After five years of treatment with psychotropic drugs, therapists and doctors decide that Eddie Mosley no longer needs hospitalization. On Feb. 1, 1979, he is transferred to South Florida State Hospital in Pembroke Pines, where, according to a staff psychiatrist, Eddie "demonstrated exceptional behavior."

Five months later Eddie is discharged, with the understanding that he will continue to take his medication and keep monthly appointments at the Henderson Mental Health Clinic in southwest Fort Lauderdale.

And that's when the bodies start popping up again.

During the next three months, four young black women are raped and strangled within walking distance of Eddie Mosley's home in northwest Fort Lauderdale.

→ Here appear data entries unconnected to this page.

PR #773, opened 2025-03-04
Memory leak in owned_to_vec

venomousmoog:
The following sequence:

```rust
    let b1 = Bytes::from_owner(owner);
    let v1: Vec<u8> = b1.into();
```

Would fail to drop `owner` (the expectation for the vtable *_to_vec is that it takes ownership of the instance, but owned_to_vec was not).  Since owned_to_mut depended on owned_to_vec and was correctly dropping, the fix was to move the drop logic from owned_to_mut to owned_to_vec.

This change adds an appropriate test for ::into() for Bytes::from_owner.

### DIFF
--- a/src/bytes.rs
+++ b/src/bytes.rs
@@ -1149,9 +1149,7 @@ unsafe fn owned_to_vec(data: &AtomicPtr<()>, ptr: *const u8, len: usize) -> Vec<
 }
 
 unsafe fn owned_to_mut(data: &AtomicPtr<()>, ptr: *const u8, len: usize) -> BytesMut {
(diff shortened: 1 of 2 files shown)


Darksonn (approved):
Thank you.

scottlamb:
> the expectation for the vtable *_to_vec is that it takes ownership of the instance, but owned_to_vec was not

Should the `to_vec` and `to_mut` vtable entries be called `into_vec` and `into_mut`, respectively, to make this misunderstanding less likely?

I also wonder if the `owned_to_vec` test in `test_bytes.rs` is accomplishing anything, given that it's using `slice::to_vec` rather than a `Bytes` method. I suspect it was meant to exercise the behavior the new `owner_into_vec` test does.

PR #781, opened 2025-03-24
Add get_array method to Buf

lperlaki:
This would increase the MSRV to 1.51 since it uses const generics!

I am not sure on the MSRV policy of bytes, so if this is a problem we can just close this PR

### Added Methods

- `Buf::try_get_array`
    is a copy of the old implementation of `buf_try_get_impl`
- `Buf::get_array` simply calls `try_get_array` and `panic_advance` on error

the second commit  changes the implementation of the `get_x` methods to use `try_get_array`

this would also enable `Buf` implementors to optimise (like #622) the `get_x` methods by overriding `try_get_array`


lperlaki:
as related work there is also a std lib proposal to add a `std::io::Read::read_array` https://github.com/rust-lang/rust/issues/148848

PR #806, opened 2025-11-21
Fix `get_int` if `nbytes` is zero

### LINKED ISSUE #798: Panic in `get_int` if nbytes is zero
`get_int` panics if nbytes is zero due to attempt to right shift by 64 when doing the sign extension.

```
    let mut buf = &b"hello world"[..];
    let ret1 = buf.get_int(0);
```

Not sure if this is the intended behaviour  that isn't documented. Doing the same with `get_uint` returns zero which might be preferrable.

paolobarbolini:
Fixes #798


Darksonn (approved):
Thanks.

Issue #805, opened 2025-11-19
std::io::Read into BytesMut efficiency


alexheretic:
I worked on [_tungstenite_ code](https://github.com/snapview/tungstenite-rs/blob/master/src/protocol/frame/mod.rs#L236) which uses `std::io::Read::read` into a `BytesMut` buffer.

One issue with this is to provide the full capacity to the `Read` impl `BytesMut::resize` is called on each read to zero fill the capacity so that it is safely usable. 

This isn't optimal as it may require re-writing zeros across say a larger buffer on small reads. I was wondering if there is prior art on solving this issue?

Potential solutions:
* Use `set_len`, but this is not sound as `Read` impls _could_ read the buffer before writing to it. ❌ 
* Write a variant of `BytesMut` that always zeroes its capacity. It would then be sound to use set_len in this case. Does anything like this already exist?

alexheretic:
Thanks for both your responses. I've proposed a custom optimisation for this for [tungstenite](https://github.com/snapview/tungstenite-rs/pull/524) & look forward to using https://github.com/rust-lang/rust/issues/78485 when available.

PR #808, opened 2025-11-23
Document that `BytesMut::{reserve,try_reserve}` doesn't preserve unused capacity

paolobarbolini:
This documents that `BytesMut` may not preserve the memory outside of `0..len` after calling `BytesMut::reserve`. It may for example discard all of it, and replace it with uninit memory in the [fallback case](https://github.com/tokio-rs/bytes/blob/acd1e0ffb8f076225759b8005d04f65ef77cccca/src/bytes_mut.rs#L767-L780), or even shift it causing a different region of the `BytesMut` to appear when going through the [reclaim optimization](https://github.com/tokio-rs/bytes/blob/acd1e0ffb8f076225759b8005d04f65ef77cccca/src/bytes_mut.rs#L685-L711).

This was encountered in https://github.com/snapview/tungstenite-rs/pull/524#discussion_r2554375051 after #805 was closed, which could have lead to unsound code being merged into `tungstenite`.

### DIFF
--- a/src/bytes_mut.rs
+++ b/src/bytes_mut.rs
@@ -551,6 +551,8 @@ impl BytesMut {
     /// and the original buffer is large enough to fit the requested additional
     /// capacity, then reallocations will never happen.
     ///
+    /// This method does not preserve data stored in the unused capacity.
+    ///
     /// # Examples
     ///
     /// In the following example, a new buffer is allocated.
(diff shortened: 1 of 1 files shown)


src/bytes_mut.rs
```diff
@@ -551,6 +551,9 @@ impl BytesMut {
     /// and the original buffer is large enough to fit the requested additional
     /// capacity, then reallocations will never happen.
     ///
+    /// Once this method has been called, the contents of memory outside of
+    /// `0..len` are undefined and may be uninitialized.
```
Darksonn: The word undefined is somewhat ambiguous in this context. Let's avoid that. How about this?
```suggestion
    /// This method does not preserve data stored in the unused capacity.
```

PR #813, opened 2025-12-22
style: address some clippy warnings

danieleades:
addresses some clippy warnings (including some pedantic ones)

i see there's a commented out clippy linting job- does that mean there's an ambition to sort out the warnings and enable linting?

### DIFF
--- a/CHANGELOG.md
+++ b/CHANGELOG.md
@@ -1,3 +1,7 @@
+# 1.11.1 (February 3rd, 2026)
+
+- Fix integer overflow in `BytesMut::reserve`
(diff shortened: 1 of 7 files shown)


martin-g:
> i see there's a commented out clippy linting job- does that mean there's an ambition to sort out the warnings and enable linting?

This would be nice!

danieleades:
> > i see there's a commented out clippy linting job- does that mean there's an ambition to sort out the warnings and enable linting?
> 
> This would be nice!

I can take a look at that in a future PR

All four deaths are charged to Jerry Frank Townsend after he begins his litany of confessions. "Everybody thought that was it, that they had their man when they tagged Townsend," Evans recalls.

"All I could say was that if you're right, the bodies will cease to come. If you're wrong, they'll keep turning up."

Townsend is arrested in September, but the killing doesn't stop. During the next four months, three more bodies of young black women are found in vacant lots near Eddie's home, victims of rape and strangulation. One of the victims, Arnette Tukes, is the cousin of detective Doug Evans.

Investigators are told of Eddie's criminal history, and attempt to question him. But Eddie's family refuses to let him talk, and soon after they send him to Lakeland to stay with his grandfather.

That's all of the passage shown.